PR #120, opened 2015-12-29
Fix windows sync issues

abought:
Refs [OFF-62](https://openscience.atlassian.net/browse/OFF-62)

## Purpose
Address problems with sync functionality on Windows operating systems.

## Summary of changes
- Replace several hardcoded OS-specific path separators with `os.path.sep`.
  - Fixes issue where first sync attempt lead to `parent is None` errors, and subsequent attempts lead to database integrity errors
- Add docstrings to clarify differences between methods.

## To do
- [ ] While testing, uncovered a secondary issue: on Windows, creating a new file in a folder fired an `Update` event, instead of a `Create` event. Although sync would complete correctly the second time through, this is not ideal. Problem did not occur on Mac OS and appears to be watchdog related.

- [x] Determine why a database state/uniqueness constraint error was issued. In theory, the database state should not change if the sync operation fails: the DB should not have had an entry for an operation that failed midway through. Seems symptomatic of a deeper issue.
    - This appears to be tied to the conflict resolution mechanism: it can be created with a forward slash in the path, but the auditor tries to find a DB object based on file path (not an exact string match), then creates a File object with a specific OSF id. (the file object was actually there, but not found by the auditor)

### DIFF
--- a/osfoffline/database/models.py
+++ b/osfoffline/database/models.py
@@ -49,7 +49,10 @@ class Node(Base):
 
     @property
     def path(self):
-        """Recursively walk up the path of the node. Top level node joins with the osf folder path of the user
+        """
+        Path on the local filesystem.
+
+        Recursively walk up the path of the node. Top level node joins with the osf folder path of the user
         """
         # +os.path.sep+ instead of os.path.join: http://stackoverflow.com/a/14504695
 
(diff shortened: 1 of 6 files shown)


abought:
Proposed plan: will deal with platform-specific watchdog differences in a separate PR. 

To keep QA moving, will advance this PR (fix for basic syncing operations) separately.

---

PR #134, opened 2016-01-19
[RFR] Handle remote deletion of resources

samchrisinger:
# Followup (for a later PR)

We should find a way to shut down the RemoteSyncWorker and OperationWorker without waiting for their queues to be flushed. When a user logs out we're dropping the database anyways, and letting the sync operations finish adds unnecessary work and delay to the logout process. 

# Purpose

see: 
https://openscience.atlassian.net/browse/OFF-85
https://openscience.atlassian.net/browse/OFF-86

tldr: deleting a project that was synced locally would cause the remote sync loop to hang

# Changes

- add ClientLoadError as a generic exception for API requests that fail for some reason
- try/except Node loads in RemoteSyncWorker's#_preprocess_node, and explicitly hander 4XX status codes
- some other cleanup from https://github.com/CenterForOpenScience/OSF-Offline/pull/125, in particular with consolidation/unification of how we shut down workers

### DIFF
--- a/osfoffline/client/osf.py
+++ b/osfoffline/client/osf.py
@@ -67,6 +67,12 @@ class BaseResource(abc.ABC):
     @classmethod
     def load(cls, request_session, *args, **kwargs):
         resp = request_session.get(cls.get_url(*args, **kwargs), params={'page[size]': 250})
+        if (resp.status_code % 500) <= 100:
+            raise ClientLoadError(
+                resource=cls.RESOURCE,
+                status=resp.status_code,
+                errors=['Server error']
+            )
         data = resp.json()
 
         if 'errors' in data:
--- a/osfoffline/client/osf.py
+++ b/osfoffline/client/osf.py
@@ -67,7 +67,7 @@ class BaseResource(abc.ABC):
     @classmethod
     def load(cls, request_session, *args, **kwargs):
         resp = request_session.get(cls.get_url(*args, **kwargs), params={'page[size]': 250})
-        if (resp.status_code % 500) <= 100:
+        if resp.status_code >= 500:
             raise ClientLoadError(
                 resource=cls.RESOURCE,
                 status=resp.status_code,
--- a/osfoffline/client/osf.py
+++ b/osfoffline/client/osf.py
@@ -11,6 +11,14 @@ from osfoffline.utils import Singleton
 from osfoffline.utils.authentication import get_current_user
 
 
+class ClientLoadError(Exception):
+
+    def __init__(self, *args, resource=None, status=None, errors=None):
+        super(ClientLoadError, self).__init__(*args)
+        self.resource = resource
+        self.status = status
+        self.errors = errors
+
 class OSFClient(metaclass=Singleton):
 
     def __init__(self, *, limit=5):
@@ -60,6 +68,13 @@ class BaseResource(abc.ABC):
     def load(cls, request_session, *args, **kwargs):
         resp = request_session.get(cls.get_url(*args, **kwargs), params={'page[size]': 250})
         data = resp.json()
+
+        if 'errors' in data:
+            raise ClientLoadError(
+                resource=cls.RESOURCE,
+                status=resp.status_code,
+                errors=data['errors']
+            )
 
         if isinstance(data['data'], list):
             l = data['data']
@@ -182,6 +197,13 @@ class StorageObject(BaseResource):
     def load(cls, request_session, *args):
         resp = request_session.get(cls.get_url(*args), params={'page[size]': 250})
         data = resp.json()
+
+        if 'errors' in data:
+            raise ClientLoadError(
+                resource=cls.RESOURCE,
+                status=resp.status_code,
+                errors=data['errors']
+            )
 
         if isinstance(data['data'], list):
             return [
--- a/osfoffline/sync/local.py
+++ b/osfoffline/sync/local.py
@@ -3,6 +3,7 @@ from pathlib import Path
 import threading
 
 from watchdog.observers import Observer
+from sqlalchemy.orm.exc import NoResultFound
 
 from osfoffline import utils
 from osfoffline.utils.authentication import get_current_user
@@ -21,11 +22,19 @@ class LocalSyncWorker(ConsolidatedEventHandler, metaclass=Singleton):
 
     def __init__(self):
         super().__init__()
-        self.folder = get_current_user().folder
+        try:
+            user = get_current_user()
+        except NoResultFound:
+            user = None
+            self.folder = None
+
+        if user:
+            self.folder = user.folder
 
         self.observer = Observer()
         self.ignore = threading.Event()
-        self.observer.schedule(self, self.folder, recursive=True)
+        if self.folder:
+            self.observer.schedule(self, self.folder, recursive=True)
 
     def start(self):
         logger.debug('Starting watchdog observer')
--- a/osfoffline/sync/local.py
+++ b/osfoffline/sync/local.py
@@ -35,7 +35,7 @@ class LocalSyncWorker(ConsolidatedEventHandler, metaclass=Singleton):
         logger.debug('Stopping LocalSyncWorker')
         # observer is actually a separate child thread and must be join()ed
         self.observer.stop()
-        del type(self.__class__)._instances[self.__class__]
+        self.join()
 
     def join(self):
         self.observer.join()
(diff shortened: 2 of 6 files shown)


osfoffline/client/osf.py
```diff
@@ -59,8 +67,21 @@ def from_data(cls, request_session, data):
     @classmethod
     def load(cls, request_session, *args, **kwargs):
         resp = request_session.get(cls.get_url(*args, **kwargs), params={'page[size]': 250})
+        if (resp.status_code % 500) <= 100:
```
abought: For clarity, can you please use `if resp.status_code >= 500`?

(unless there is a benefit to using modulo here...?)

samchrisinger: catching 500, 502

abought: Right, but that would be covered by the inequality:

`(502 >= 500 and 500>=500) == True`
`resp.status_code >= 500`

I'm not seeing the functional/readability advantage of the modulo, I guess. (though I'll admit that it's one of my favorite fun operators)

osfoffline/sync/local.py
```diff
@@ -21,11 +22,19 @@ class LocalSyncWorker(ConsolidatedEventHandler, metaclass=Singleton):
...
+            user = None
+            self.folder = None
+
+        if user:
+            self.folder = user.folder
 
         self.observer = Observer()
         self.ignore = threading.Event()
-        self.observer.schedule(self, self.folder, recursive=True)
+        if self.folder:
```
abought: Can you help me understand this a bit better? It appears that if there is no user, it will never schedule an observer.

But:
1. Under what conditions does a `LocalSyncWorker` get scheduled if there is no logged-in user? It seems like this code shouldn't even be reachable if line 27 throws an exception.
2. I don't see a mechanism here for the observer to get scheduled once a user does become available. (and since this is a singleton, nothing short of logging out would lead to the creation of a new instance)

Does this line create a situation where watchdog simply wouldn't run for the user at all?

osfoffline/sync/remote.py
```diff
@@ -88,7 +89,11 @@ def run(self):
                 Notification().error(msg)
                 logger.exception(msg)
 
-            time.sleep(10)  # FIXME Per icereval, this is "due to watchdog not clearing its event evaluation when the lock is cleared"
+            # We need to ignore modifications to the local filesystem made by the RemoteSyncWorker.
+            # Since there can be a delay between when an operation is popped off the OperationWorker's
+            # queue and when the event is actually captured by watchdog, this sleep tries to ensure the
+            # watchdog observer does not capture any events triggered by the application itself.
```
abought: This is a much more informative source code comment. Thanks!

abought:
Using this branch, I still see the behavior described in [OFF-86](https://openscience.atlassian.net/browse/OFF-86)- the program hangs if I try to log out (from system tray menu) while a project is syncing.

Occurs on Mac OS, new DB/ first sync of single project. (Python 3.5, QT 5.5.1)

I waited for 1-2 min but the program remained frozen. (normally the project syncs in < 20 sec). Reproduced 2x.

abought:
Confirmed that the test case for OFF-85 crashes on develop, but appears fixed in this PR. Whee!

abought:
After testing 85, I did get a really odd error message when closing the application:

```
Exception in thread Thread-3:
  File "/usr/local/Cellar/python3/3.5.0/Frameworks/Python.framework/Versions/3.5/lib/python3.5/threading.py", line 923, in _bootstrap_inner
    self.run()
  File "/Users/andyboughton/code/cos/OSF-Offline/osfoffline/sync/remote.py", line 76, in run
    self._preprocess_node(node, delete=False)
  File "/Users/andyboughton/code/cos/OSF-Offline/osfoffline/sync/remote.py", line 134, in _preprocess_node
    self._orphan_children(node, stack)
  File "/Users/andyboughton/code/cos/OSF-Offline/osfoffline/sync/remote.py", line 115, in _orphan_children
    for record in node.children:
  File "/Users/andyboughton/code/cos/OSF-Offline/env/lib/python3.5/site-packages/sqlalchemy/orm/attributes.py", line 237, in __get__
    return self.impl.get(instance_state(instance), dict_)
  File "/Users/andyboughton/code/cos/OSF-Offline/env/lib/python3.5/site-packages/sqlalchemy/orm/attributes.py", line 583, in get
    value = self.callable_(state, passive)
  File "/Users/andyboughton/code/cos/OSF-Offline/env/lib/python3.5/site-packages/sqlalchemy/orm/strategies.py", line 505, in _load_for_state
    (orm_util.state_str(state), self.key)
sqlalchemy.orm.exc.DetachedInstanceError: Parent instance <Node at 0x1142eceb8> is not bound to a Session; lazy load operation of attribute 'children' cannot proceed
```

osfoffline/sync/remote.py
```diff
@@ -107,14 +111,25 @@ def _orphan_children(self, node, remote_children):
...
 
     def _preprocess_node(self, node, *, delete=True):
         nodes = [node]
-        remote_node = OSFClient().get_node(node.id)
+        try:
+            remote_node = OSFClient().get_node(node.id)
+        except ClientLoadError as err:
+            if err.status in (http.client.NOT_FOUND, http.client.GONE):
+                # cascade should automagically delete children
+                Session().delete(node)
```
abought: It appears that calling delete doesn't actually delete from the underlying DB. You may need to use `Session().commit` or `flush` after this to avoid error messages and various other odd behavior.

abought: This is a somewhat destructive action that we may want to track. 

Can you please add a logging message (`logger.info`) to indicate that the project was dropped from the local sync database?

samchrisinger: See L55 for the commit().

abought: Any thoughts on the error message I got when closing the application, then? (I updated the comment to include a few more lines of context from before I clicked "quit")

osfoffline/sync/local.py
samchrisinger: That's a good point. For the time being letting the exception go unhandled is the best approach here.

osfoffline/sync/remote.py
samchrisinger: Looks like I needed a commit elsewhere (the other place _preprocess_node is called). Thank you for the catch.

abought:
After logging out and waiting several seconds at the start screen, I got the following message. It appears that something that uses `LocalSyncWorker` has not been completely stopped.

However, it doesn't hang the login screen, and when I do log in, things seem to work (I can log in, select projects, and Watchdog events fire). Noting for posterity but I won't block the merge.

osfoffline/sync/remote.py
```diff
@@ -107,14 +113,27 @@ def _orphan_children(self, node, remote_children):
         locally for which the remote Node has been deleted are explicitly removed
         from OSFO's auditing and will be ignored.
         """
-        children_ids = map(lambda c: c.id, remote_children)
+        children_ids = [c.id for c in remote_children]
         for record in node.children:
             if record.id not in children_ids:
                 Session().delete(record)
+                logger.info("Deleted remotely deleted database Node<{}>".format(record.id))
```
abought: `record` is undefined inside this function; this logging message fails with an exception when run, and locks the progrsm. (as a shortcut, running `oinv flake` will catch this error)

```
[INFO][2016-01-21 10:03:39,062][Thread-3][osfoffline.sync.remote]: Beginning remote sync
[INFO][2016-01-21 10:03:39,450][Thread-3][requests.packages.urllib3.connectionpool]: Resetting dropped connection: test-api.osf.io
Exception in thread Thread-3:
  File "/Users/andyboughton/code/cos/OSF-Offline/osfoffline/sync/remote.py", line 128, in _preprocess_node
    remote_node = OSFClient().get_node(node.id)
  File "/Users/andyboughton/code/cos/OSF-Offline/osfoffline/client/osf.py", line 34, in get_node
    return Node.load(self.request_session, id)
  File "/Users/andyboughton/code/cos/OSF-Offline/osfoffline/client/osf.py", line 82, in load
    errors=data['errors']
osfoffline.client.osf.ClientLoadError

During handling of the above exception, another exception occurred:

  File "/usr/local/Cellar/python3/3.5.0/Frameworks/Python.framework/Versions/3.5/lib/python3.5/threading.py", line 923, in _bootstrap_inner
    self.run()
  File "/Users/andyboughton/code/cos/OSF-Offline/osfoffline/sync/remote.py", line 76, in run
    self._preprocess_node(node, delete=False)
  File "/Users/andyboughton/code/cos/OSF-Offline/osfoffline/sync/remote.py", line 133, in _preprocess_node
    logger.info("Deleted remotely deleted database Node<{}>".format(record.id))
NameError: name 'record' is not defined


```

...

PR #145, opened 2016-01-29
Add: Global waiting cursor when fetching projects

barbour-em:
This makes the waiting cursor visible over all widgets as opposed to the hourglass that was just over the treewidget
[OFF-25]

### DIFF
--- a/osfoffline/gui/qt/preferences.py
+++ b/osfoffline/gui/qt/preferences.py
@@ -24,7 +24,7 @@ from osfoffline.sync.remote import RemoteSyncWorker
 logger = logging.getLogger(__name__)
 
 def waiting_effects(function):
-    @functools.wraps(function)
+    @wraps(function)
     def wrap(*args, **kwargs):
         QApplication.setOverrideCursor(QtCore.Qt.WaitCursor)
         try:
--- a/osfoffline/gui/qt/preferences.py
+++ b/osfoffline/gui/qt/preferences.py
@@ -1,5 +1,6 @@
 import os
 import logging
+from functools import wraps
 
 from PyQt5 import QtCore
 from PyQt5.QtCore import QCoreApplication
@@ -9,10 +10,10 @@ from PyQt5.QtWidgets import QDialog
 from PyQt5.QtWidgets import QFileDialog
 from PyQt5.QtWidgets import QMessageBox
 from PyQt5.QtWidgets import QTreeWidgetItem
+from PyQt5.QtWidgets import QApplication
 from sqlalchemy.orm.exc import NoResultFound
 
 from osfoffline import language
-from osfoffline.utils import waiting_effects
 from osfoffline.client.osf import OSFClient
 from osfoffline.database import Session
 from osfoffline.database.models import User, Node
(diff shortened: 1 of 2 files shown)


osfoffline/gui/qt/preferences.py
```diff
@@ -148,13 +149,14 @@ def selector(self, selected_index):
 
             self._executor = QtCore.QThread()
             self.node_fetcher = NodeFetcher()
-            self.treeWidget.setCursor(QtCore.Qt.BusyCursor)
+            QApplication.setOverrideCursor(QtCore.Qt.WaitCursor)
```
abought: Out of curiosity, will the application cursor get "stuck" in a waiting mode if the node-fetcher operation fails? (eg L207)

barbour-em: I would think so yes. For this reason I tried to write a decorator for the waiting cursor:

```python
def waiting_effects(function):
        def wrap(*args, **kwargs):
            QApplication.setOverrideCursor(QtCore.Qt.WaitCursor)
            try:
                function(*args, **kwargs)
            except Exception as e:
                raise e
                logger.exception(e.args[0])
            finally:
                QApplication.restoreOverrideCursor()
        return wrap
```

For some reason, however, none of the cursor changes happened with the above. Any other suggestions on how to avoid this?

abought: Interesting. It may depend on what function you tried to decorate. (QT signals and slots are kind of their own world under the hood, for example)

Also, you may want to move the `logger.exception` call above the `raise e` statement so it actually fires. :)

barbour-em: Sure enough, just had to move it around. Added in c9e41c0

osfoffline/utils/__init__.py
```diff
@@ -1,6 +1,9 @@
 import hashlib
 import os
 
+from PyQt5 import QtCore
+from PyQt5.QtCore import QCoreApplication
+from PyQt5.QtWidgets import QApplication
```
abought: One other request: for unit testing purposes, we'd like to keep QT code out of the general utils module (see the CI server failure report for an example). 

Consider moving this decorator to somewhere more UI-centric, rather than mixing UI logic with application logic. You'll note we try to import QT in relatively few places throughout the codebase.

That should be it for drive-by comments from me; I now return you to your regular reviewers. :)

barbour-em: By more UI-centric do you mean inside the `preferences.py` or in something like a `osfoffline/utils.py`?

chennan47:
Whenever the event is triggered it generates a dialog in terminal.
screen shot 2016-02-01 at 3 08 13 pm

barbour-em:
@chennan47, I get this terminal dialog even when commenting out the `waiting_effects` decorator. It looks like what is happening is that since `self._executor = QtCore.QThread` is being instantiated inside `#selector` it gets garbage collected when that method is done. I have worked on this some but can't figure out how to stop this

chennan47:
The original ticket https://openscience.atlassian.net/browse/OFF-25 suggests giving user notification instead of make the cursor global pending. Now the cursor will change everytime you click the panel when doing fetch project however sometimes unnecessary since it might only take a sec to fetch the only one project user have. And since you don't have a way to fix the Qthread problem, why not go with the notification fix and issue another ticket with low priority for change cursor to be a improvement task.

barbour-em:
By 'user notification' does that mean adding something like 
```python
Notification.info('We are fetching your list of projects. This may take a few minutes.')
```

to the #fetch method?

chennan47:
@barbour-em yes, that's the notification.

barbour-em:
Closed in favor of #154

◆ EXERCISE DIRECTIONS ◆
Pull every line that holds the string "screen" out of the records.

◆ YOUR SOLUTION ◆
After logging out and waiting several seconds at the start screen, I got the following message. It appears that something that uses `LocalSyncWorker` has not been completely stopped.
However, it doesn't hang the login screen, and when I do log in, things seem to work (I can log in, select projects, and Watchdog events fire). Noting for posterity but I won't block the merge.
screen shot 2016-02-01 at 3 08 13 pm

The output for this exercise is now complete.